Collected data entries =
***
PR #6553, opened 2020-09-15
Support DOCS_SERVICE_ENDPOINT

928PJY:
[AB#288435](https://dev.azure.com/ceapex/d3d54af3-265a-4f18-95f6-9a46397ca583/_workitems/edit/288435)

###### Microsoft Reviewers: [Open in CodeFlow](http://wpcp.azurewebsites.net/CodeFlowProtocolProxy2.php?pullrequest=https://github.com/dotnet/docfx/pull/6553)

### DIFF
--- a/src/docfx/config/ops/OpsAccessor.cs
+++ b/src/docfx/config/ops/OpsAccessor.cs
@@ -113,7 +113,7 @@ namespace Microsoft.Docs.Build
         {
             using var request = new HttpRequestMessage
             {
-                RequestUri = new Uri("/route/mslearnhierarchy/api/OnDemandHierarchyDrySync"),
+                RequestUri = new Uri($"{BuildServiceEndpoint()}/route/mslearnhierarchy/api/OnDemandHierarchyDrySync"),
                 Method = HttpMethod.Post,
                 Content = new StringContent(body, Encoding.UTF8, "application/json"),
             };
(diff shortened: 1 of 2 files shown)


src/docfx/config/ops/OpsAccessor.cs
```diff
@@ -145,22 +165,11 @@ private async Task<string> Fetch(string url, IReadOnlyDictionary<string, string>
...
-                return await _http.SendAsync(request);
-            }
-        }
-
-        private async Task<string> FetchValidationRules(string url, string repositoryUrl = "", string branch = "", DocsEnvironment? environment = null)
+        private async Task<string> FetchValidationRules(string routePath, string repositoryUrl = "", string branch = "", DocsEnvironment? environment = null)
         {
             try
             {
+                var url = $"{BuildServiceEndpoint(environment)}/{routePath.TrimStart('/')}";
```
yufeih, line 172: we can assert the url path always starts with `/`
```suggestion
                var url = $"{BuildServiceEndpoint(environment)}{routePath}";
```

yufeih (approved):

src/docfx/config/ops/OpsAccessor.cs
928PJY: this is a best practice heard from the service side,  it can still be right regardless of that the caller doesn't start with `/`

PR #6541, opened 2020-09-11
error mapping for learn validation

xichan-ms:
Draft solution: error mapping for learn validation

###### Microsoft Reviewers: [Open in CodeFlow](http://wpcp.azurewebsites.net/CodeFlowProtocolProxy2.php?pullrequest=https://github.com/dotnet/docfx/pull/6541)

PR #6554, opened 2020-09-15
Replace Error.Name with Error.Source.PropertyPath

yufeih:
Today we use JSON property name in `Error.Name` as key to specialize error messages. This works for metadata validation since metadata is a flat list. As we onboard more JSON schema based validations with nested structure, error specialization needs to work for nested properties, so _name_ is now extended to _property path_ in this PR.

Placing the _property path_ in `Error` does not scale well beyond JSON schema validation, other validations against JSON property (E.g. in JsonSchemaTransformer) also needs to access property path, so _property path_ is promoted to `SourceInfo.PropertyPath` and can be accessed from everywhere that produces a validation message.

#6541 

###### Microsoft Reviewers: [Open in CodeFlow](http://wpcp.azurewebsites.net/CodeFlowProtocolProxy2.php?pullrequest=https://github.com/dotnet/docfx/pull/6554)


yufeih:
Close this approach because `SourceInfo.PropertyPath` is not immutable, in case of JSON merge (as seen when computing metadata), this property needs rebase for every node. So I tend to compute the property path during schema validation and transform stage now.

PR #6569, opened 2020-09-17
Default allow fallbacking to public data when the credential is not sufficient to get the required data

928PJY:
[AB#303461](https://dev.azure.com/ceapex/d3d54af3-265a-4f18-95f6-9a46397ca583/_workitems/edit/303461)

###### Microsoft Reviewers: [Open in CodeFlow](http://wpcp.azurewebsites.net/CodeFlowProtocolProxy2.php?pullrequest=https://github.com/dotnet/docfx/pull/6569)

### DIFF
--- a/src/docfx/config/ops/OpsAccessor.cs
+++ b/src/docfx/config/ops/OpsAccessor.cs
@@ -214,6 +214,9 @@ namespace Microsoft.Docs.Build
         {
             using (PerfScope.Start($"[{nameof(OpsConfigAdapter)}] Executing request '{request.Method} {request.RequestUri}'"))
             {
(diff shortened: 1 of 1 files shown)


live1206:
In the work item, it says "Overwritten to false in server build."
Should there be a corresponding PR in docs.build?

yufeih (commented):
`fallbacking`

928PJY:
> In the work item, it says "Overwritten to false in server build."
> Should there be a corresponding PR in docs.build?

@live1206 task updated, this metadata can always be set as true no matter in server build or local build.

live1206 (approved):

PR #6574, opened 2020-09-21
Ignore ecma2yml config item if source xml folder does not exist

live1206:
[#AB304055](https://dev.azure.com/ceapex/Engineering/_workitems/edit/304055)

###### Microsoft Reviewers: [Open in CodeFlow](http://wpcp.azurewebsites.net/CodeFlowProtocolProxy2.php?pullrequest=https://github.com/dotnet/docfx/pull/6574)

### DIFF
--- a/src/docfx/config/ops/OpsConfigLoader.cs
+++ b/src/docfx/config/ops/OpsConfigLoader.cs
@@ -38,11 +38,11 @@ namespace Microsoft.Docs.Build
             }
 
             var buildSourceFolder = new PathString(Path.GetRelativePath(repository.Path, docsetPath));
-            return ToDocfxConfig(repository.Branch, opsConfig, buildSourceFolder);
+            return ToDocfxConfig(docsetPath, repository.Branch, opsConfig, buildSourceFolder);
         }
 
         private static (string? xrefEndpoint, string[]? xrefQueryTags, JObject config) ToDocfxConfig(
-            string? branch, OpsConfig opsConfig, PathString buildSourceFolder)
+            string docsetPath, string? branch, OpsConfig opsConfig, PathString buildSourceFolder)
         {
             var result = new JObject();
             var dependencies = GetDependencies(opsConfig, branch, buildSourceFolder);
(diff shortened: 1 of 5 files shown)


TianqiZhang (approved):

src/docfx/config/ops/OpsConfigLoader.cs
```diff
@@ -132,7 +132,12 @@ private static (JObject obj, string path, string name)[] GetDependencies(OpsConf
                 foreach (var ecma2Yaml in ecma2YamlConfig)
                 {
                     var ecma2YamlJObject = JsonUtility.ToJObject(ecma2Yaml);
-                    ecma2YamlJObject[nameof(ECMA2YamlRepoConfig.SourceXmlFolder)] = Path.GetRelativePath(buildSourceFolder, ecma2Yaml.SourceXmlFolder);
+                    var sourceXmlFolder = Path.GetRelativePath(buildSourceFolder, ecma2Yaml.SourceXmlFolder);
+                    if (!Directory.Exists(Path.GetFullPath(Path.Combine(docsetPath, sourceXmlFolder))))
```
TianqiZhang, line 136: sourceXmlFolder is not always relative to docsetPath, it could be relative to repo root.

live1206: As offline discussed, we get the relative path to `buildSourceFolder` firstly, which is `docsetPath`.

yufeih, line 136: Consider check existence before calling EcmaToYaml? I would like the config adapter to only to config JSON conversion so if a user writes it in `docfx.yml` this directory check is still there?

live1206: Then we need to check the existence in multiple places, such as `SourceMap`

yufeih: yep, `FileResolver.TryReadString` seems like a reasonable addition to have.

yufeih (approved):
👍

PR #6575, opened 2020-09-21
when href is empty, set it as null

AngryBerryMS:
When childHref is an empty string, set it to null. Or the docs-ui will render some empty table rows for it.

[AB#301651](https://dev.azure.com/ceapex/Engineering/_boards/board/t/DocFX%20v3%20Team/Stories/?workitem=301651)

###### Microsoft Reviewers: [Open in CodeFlow](http://wpcp.azurewebsites.net/CodeFlowProtocolProxy2.php?pullrequest=https://github.com/dotnet/docfx/pull/6575)


src/docfx/build/toc/ServicePageGenerator.cs
```diff
@@ -85,7 +85,7 @@ internal class ServicePageGenerator
                     }
                     else
```
live1206, line 86: This else could be non-empty `childHref` and link type is not `RelativePath`.
For this case, shall we set `childHref` as `null` as well?

AngryBerryMS: No. It should be correct now since the last PR is merged.............🤦‍😔

live1206 (approved):

PR #6576, opened 2020-09-21
index.html: Change from .NET to explicit languages

perlun:
.NET is not a "programming language" per se, and even though I understand that it might be used as an umbrella term here, I think it makes more sense to explicitly mention the languages supported by DocFx in this case.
***
Task instructions =
Look through the entries above; copy each line where the string "schema" appears.

Final answer =
Today we use JSON property name in `Error.Name` as key to specialize error messages. This works for metadata validation since metadata is a flat list. As we onboard more JSON schema based validations with nested structure, error specialization needs to work for nested properties, so _name_ is now extended to _property path_ in this PR.
Placing the _property path_ in `Error` does not scale well beyond JSON schema validation, other validations against JSON property (E.g. in JsonSchemaTransformer) also needs to access property path, so _property path_ is promoted to `SourceInfo.PropertyPath` and can be accessed from everywhere that produces a validation message.
Close this approach because `SourceInfo.PropertyPath` is not immutable, in case of JSON merge (as seen when computing metadata), this property needs rebase for every node. So I tend to compute the property path during schema validation and transform stage now.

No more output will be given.